# Anyone here from Temecula?



## NorCalBiker (Jul 10, 2006)

I am going to be in Temecula this weekend. I'm planning on riding Saturday and Sunday around 50 miles each day. I will be staying near Winchester Rd and Nicolas Rd. Please show me some route.  

TIA


----------



## Bob E (Feb 17, 2011)

There is a ride at Jax bike shop on Margarita Rd. about a mile north of Winchester. It starts at 8am and are usually 40 to 50 miles. Its a great group to ride with!
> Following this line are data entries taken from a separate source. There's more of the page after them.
PR #8408, opened 2026-08-06
Save the shuffle buffer content in the state dict so resuming is exact

### LINKED ISSUE #7901: ShuffledDataSourcesArrowExamplesIterable cannot properly resume from checkpoint
### Describe the bug

ShuffledDataSourcesArrowExamplesIterable cannot properly resume from checkpoint

1. The reproducible code is as follows：

```
from datasets import Dataset, concatenate_datasets, interleave_datasets
ds = Dataset.from_dict({"a": range(12)}).to_iterable_dataset(num_shards=1)
ds = ds.shuffle(seed=42)

for idx, example in enumerate(ds):
    print(example)
    if idx == 2: #The checkpoint can be loaded correctly only when idx <= 1.
        state_dict = ds.state_dict()
        print("checkpoint")
        break

print("state_dict: ",state_dict)

ds.load_state_dict(state_dict)
print(f"restart from checkpoint")
for example in ds:
    print(example)
```
2. The error message is as follows:
```
{'a': 0}
{'a': 7}
{'a': 6}
checkpoint
state_dict:  {'examples_iterable': {'examples_iterable': {'examples_iterable': {'shard_idx': 1, 'shard_example_idx': 0, 'type': 'ShuffledDataSourcesArrowExamplesIterable'}, 'previous_state': {'shard_idx': 0, 'shard_example_idx': 0, 'type': 'ShuffledDataSourcesArrowExamplesIterable'}, 'batch_idx': 12, 'num_chunks_since_previous_state': 12, 'cropped_chunk_length': 0, 'type': 'RebatchedArrowExamplesIterable'}, 'previous_state': {'examples_iterable': {'shard_idx': 1, 'shard_example_idx': 0, 'type': 'ShuffledDataSourcesArrowExamplesIterable'}, 'previous_state': {'shard_idx': 0, 'shard_example_idx': 0, 'type': 'ShuffledDataSourcesArrowExamplesIterable'}, 'batch_idx': 12, 'num_chunks_since_previous_state': 12, 'cropped_chunk_length': 0, 'type': 'RebatchedArrowExamplesIterable'}, 'batch_idx': 3, 'num_chunks_since_previous_state': 2, 'cropped_chunk_length': 0, 'type': 'RebatchedArrowExamplesIterable'}, 'epoch': 0}
restart from checkpoint
Loading a state dict of a shuffle buffer of a dataset without the buffer content.The shuffle buffer will be refilled before starting to yield new examples.
```
### Expected behavior

I want a correct resume from any checkpoint, but currently the checkpoint can only be loaded correctly when idx <= 1.

### Environment info

datasets Version: 4.4.1

@lhoestq

thejamesgore:
## Overview

There are two problems when resuming a shuffled iterable dataset. The known one from the warning and the discussion in #7901 is that the shuffle buffer content isn't saved in the state dict so you lose roughly `buffer_size` examples every resume.

The second is you can get an example twice. The `RebatchedArrowExamplesIterable` that wraps the pipeline resumes by rewinding to a `previous_state` snapshot and skipping chunks it already delviered which assumes the inner stream is deterministic from its state. The shuffle buffer isn't as it restarts empty with a fresh rng so the rewound rows get reshuffled differently and an already yielded row can come out again. I instrumented it at the issue's k=20: the resume re-reads rows 58 and 158. 158 was still in the buffer but 58 had already been yielded so that's the {58: 2} in the issue. Silent duplicates in a training run that resumes often is worse than the documented loss.

## Fix

Save the buffer content, the rng pick count and the end-of-data shuffle flag in the state dict. Resume restores the buffer and fast-forwards the rng, so it carries on exactly where it left off and both problems go away.

Two costs dealt with: state gets captured once per yielded example, so `state_dict()` keeps the buffer as a tuple instead of deep-copying it. And the buffered arrow tables are usually zero-copy slices of a whole source table, a buffer_size=1000 checkpoint over 50k rows came out at 1.6 GiB. Slices get rewritten as stand-alone tables before entering the buffer, which brings it down to ~400 KiB.

- The repro from #7901: no duplicates, nothing missing. Sweeping the checkpoint over k=1..100 for buffer sizes 4/8/16/32: zero duplicates (was 22/9/3/0).
- Resumed iteration is identical to an uninterrupted run across shard counts, buffer sizes and checkpoint positions, including mid-drain and resume/checkpoint/resume chains.
- Removed the BufferShuffledExamplesIterable exemption in test_no_iter_arrow so the standard resume assertion covers it, plus new resume tests. All of them fail without the fix.
- 501 passed in test_iterable_dataset.py, ruff clean, iteration order unchanged from main for a fixed seed.
- 50k examples with buffer_size=1000: ~2% overhead with state tracking, checkpoint ~400 KiB.

 Resolves #7901

### DIFF
--- a/src/datasets/iterable_dataset.py
+++ b/src/datasets/iterable_dataset.py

Go on Facebook, Jax Bicycle Center - Murrieta and they will post where we will be riding on Thursday or Friday.


----------



## allison (Apr 19, 2006)

Do a bit of Google mapping, but you can ride from there out to Rancho Cal road, cut across by South Coast Winery on Anza Rd down to De Portola, left on Glen Oaks, right on Mesa, continue East Benton, left on Sage, left/follow road Cty Hwy 3/Cactus Valley Rd, continue/right on State, left on Domenigoni (option to turn left and go into the Diamond Valley Reservoir area and climb up to see the reservoir), straight down Domenigoni continue on Newport, left on Menifee, right on Keller, left on Antelope, left on Stepp, right on Meadowlark Lane keep straight onto Whitewood, left on Murrieta Hot Springs, take that back to Winchester to Nicholas. (Alt, just take Whitewood out to Domenigoni and do the flat ride as far out as you need, u-turn and head back.)

If you want a bit bigger of a route (60~ miles) look up Rice/Couser. That route has even more turns but is awesome!!

Bring plenty of water should be really warm


----------